Three months in a row he had made the try, and Toussaint's formulation notwithstanding, not even come close to catching the aunt whom Vic had lived with here. Rapping on the door was bringing no result this time either.

Well, hell, does she live here at all or doesn't she? He tromped around the corner of the house to see whether any firewood had been used from the stacked cord.

And practically sailed face-first into the mad-haired figure moseying from the other direction.

They each reared back and stared.

The woman looked supremely surprised, but then, so did he. Scrawny and askew, she swayed there all but lost in a purple sweater barely held together by its fatigued knitting and a dress that hung to her shoetops. The mop of steel-gray hair looked no less of a mess on second inspection. Fragile as she appeared to be, Ben felt wild relief he hadn't collided with her; in the raveled sweater her arms seemed no larger around than the thin-split sticks in the woodpile. The scrutiny she was giving him during this was more than substantial, however. She had eyes black as the hardest coal; anthracite is known to burn on and on, those eyes stated.

"Spooked me," she recovered a voice first. "Been visiting Mother Jones." She jerked an elbow to indicate the outhouse behind her. The coaly stare stayed right on him. "You aren't from here."

"No. From the base."

"Hnn: flyboy. What's a flyboy doing here? Looking for coochy?" She made the obscene circle with thumb and first digit and ran a rigid finger in and out. "Tired of white meat?" She chortled. "Long time too late for that, around here."

"I'm not here tomcatting," he tried to say it as though that were a reasonable possibility. The years of drinking had blurred age on her; she could have been fifty or seventy. "It's about Vic. We were friends, played football together across the way. You maybe saw us at it." He watched the woman closely as he said that, but the set face and burning gaze did not change. "I'm looking for Vic's aunt," he went back to ritual. "There's a thing I need to find out from her. It would have meant something to Vic."

She took her time about deciding.

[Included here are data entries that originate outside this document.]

PR #749, opened 2021-02-04
Protocol socket service

nicholastmosher:
This merges this `fluvio-protocol` and `fluvio-socket` repositories into this one, preserving git history. There are some failing doc tests, but everything else seems to build just fine.


src/fluvio-socket/.github/workflows/ci.yaml
```diff
@@ -0,0 +1,65 @@
+name: CI
```
simlay, line 1: Do we wanna remove this?

nicholastmosher: Yes, there are some things in here that are duplicate infrastructure, but I want to make sure that anything that was unique in fluvio-socket or fluvio-protocol gets merged into the fluvio infra before deleting it

sehz (approved):

PR #751, opened 2021-02-05
Updated dependencies on socket,service and protocol to use path

simlay:
I think this is a follow up from #749.


nicholastmosher (approved):
Everything builds and tests pass on my machine, good job!

PR #706, opened 2021-01-21
Remove optional in DefaultAsyncRecord.

simlay:
~This is dependent on https://github.com/infinyon/fluvio-protocol/pull/4 but I've written the refactor using a work around.~

Depends on https://github.com/infinyon/fluvio-protocol/pull/5

We should also probably rename `try_into_bytes` to `bytes`. 

Record updates:
* Added `AsRef` implementation `as_ref()` returns `&[u8]`
* `to_utf8_lossy` (returns a string)
* `to_bytes` takes ownership and returns a `Vec<u8>`
* `impl TryFrom<Record> for String`

PR #752, opened 2021-02-05
Use encode_varint to encode vector length in DefaultAsyncBuffer and RecordSets.

simlay:
Closes #706.


sehz:
rebase

src/dataplane-protocol/src/record.rs
```diff
@@ -453,9 +431,28 @@ mod test {
         Ok(())
     }
 
-    /// test decoding of records when one of the batch was truncated
     #[test]
-    fn test_decode_batch_truncation() {
```
simlay, line 458: I deleted the truncation stuff because it seems that it's a bad use case to take the bytes and modify them directy. Thoughts @sehz?

sehz: LOL.  That is to  simulate where SPU truncates output bytes in order to comply with max bytes per response.  This is critical test to demonstrate receivers can recover much of batches even thought some of the batches are incomplete.

sehz (changes requested):

simlay:
> LOL. That is to simulate where SPU truncates output bytes in order to comply with max bytes per response. This is critical test to demonstrate receivers can recover much of batches even thought some of the batches are incomplete.

Well then that clears up the importance of it.

src/dataplane-protocol/src/record.rs
simlay: Part of the reason I removed it was because I couldn't figure out how to change the truncation bytes. Given that the SPU truncates it, that'll also have to change (probably why the build is currently failing) so should we keep the encoder changes to `RecordSet` or not?

sehz: We should make it changes only to `DefaultAsyncBuffer`

sehz (changes requested):
crate version need to be updated as well min platform version

simlay:
> crate version need to be updated as well min platform version

I'm pretty sure I bumped all the right versions. It's kind of a breaking change to all things depending on the `dataplane-protocol` crate which means there's a breaking change to just about every crate in the project so that's nice.

-
```diff
@@ -0,0 +1,22 @@
+[package]
```
sehz, line 1: what is this file?

sehz (changes requested):

-
simlay: haha woops. I dunno how `-` got written.

sehz (approved):

PR #754, opened 2021-02-06
make k8 CI run more reliable

sehz:
increase FLV_CLUSTER_MAX_SC_NETWORK_LOOP, VERSION check count to higher to make it K8 run reliable


sehz:
closing in favor for #755

Issue #580, opened 2020-12-19
Simplify error message in the CLI


sehz:
For example, when trying to create duplicate topic;
```
$ fluvio topic create test
Error: 
   0: Consumer Error
   1: Fluvio client error
   2: Fluvio SC schema error
   3: Received error code: TopicAlreadyExists (Some("topic \'test\' already defined"))
```

This is too much information.  We should review and come up with more format

---

This seems to be one of several cases where a somewhat "expected" outcome of running a command should not be rendered as an error. We shouldn't change our general-purpose error-handling mechanism, but rather for the purpose of the `fluvio topic create test` command, we should watch for this specific error and manually render it in a well-defined way.

We should keep an eye out for other commands that exhibit a similar behavior where they are rendering "expected" results as errors, and come up with a uniform way of rendering them nicely.

PR #762, opened 2021-02-08
Change error types back to tuples

nicholastmosher:
A little while ago I made the mistake of turning a bunch of error types into struct-variants. This makes it very difficult to pattern match on errors when we need to inspect them. I would like to change them back to being tuple-variants.

Updating the error enums is a breaking change, so I will open this PR now, and we can either merge it right away or we can wait until we are already ready to do a version bump on a few crates and we can include this in those changes.

The main motivation behind doing this is that it will make implementing things like https://github.com/infinyon/fluvio/issues/580 much easier

### DIFF
--- a/Cargo.lock
+++ b/Cargo.lock
@@ -1327,7 +1327,7 @@ dependencies = [
 
 [[package]]
 name = "fluvio-extension-consumer"
-version = "0.2.0"
+version = "0.3.0"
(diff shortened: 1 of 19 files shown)


sehz:
Rebase please

sehz (approved):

Finally she provided grudgingly: "Maybe that's me."

"Mrs. Rennie, what I came to—"

"Hwah, you crazy? If I had that name I'd cut my throat and let it out of me."

Too late, he remembered the family battle lines of the reservation. "Excuse me all to pieces, Mrs. Rides Proud. I just thought, because Vic's last name—"

"Not his fault he was named that," she conceded. Absently she primped the nearest vicinity of flying hair. "You can call me Agnes. Everybody and his dog does." With that settled, she eyed him in bright negotiating fashion. "You came for something. Got anything on you to wet the whistle first?"

"It just so happens." He produced the bottle of cheap wine from his coat's deep side pocket and held it out to her for inspection.